>>

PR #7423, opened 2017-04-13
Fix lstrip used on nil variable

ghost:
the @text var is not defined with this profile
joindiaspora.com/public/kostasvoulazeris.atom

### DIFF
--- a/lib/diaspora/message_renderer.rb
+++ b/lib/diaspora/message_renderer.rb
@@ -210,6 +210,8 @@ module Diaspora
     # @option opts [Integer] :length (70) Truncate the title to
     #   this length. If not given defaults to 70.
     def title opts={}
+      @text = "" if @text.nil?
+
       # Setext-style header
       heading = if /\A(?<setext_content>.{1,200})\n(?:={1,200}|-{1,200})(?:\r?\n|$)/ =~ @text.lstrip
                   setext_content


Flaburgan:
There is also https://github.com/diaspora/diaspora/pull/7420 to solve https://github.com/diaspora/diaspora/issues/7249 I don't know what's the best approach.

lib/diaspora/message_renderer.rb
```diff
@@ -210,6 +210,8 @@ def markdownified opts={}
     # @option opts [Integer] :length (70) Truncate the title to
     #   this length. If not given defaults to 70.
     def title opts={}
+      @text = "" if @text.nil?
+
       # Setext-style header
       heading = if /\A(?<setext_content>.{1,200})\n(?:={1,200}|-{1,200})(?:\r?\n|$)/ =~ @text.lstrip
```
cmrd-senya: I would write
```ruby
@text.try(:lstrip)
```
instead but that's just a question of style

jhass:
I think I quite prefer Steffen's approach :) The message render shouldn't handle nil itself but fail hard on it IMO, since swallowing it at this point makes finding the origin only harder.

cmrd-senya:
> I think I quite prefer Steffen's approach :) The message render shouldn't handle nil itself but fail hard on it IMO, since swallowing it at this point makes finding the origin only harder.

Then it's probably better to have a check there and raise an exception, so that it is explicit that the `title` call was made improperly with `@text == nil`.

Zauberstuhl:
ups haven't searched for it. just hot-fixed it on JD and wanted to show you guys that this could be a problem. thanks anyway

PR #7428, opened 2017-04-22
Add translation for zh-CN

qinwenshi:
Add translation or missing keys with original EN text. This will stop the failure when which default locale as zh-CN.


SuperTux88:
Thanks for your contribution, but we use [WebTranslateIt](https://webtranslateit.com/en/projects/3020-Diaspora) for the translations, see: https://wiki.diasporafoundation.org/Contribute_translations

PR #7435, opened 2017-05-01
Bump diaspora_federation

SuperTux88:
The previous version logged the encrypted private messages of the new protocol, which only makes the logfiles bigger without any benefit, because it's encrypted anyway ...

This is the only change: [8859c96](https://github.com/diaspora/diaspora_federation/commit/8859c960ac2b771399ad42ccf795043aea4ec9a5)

<<

### The problem
Return the entries above exactly, each one complete.

### Response for this exercise
PR #7423, opened 2017-04-13
Fix lstrip used on nil variable

ghost:
the @text var is not defined with this profile
joindiaspora.com/public/kostasvoulazeris.atom

### DIFF
--- a/lib/diaspora/message_renderer.rb
+++ b/lib/diaspora/message_renderer.rb
@@ -210,6 +210,8 @@ module Diaspora
     # @option opts [Integer] :length (70) Truncate the title to
     #   this length. If not given defaults to 70.
     def title opts={}
+      @text = "" if @text.nil?
+
       # Setext-style header
       heading = if /\A(?<setext_content>.{1,200})\n(?:={1,200}|-{1,200})(?:\r?\n|$)/ =~ @text.lstrip
                   setext_content


Flaburgan:
There is also https://github.com/diaspora/diaspora/pull/7420 to solve https://github.com/diaspora/diaspora/issues/7249 I don't know what's the best approach.

lib/diaspora/message_renderer.rb
```diff
@@ -210,6 +210,8 @@ def markdownified opts={}
     # @option opts [Integer] :length (70) Truncate the title to
     #   this length. If not given defaults to 70.
     def title opts={}
+      @text = "" if @text.nil?
+
       # Setext-style header
       heading = if /\A(?<setext_content>.{1,200})\n(?:={1,200}|-{1,200})(?:\r?\n|$)/ =~ @text.lstrip
```
cmrd-senya: I would write
```ruby
@text.try(:lstrip)
```
instead but that's just a question of style

jhass:
I think I quite prefer Steffen's approach :) The message render shouldn't handle nil itself but fail hard on it IMO, since swallowing it at this point makes finding the origin only harder.

cmrd-senya:
> I think I quite prefer Steffen's approach :) The message render shouldn't handle nil itself but fail hard on it IMO, since swallowing it at this point makes finding the origin only harder.

Then it's probably better to have a check there and raise an exception, so that it is explicit that the `title` call was made improperly with `@text == nil`.

Zauberstuhl:
ups haven't searched for it. just hot-fixed it on JD and wanted to show you guys that this could be a problem. thanks anyway

PR #7428, opened 2017-04-22
Add translation for zh-CN

qinwenshi:
Add translation or missing keys with original EN text. This will stop the failure when which default locale as zh-CN.


SuperTux88:
Thanks for your contribution, but we use [WebTranslateIt](https://webtranslateit.com/en/projects/3020-Diaspora) for the translations, see: https://wiki.diasporafoundation.org/Contribute_translations

PR #7435, opened 2017-05-01
Bump diaspora_federation

SuperTux88:
The previous version logged the encrypted private messages of the new protocol, which only makes the logfiles bigger without any benefit, because it's encrypted anyway ...

This is the only change: [8859c96](https://github.com/diaspora/diaspora_federation/commit/8859c960ac2b771399ad42ccf795043aea4ec9a5)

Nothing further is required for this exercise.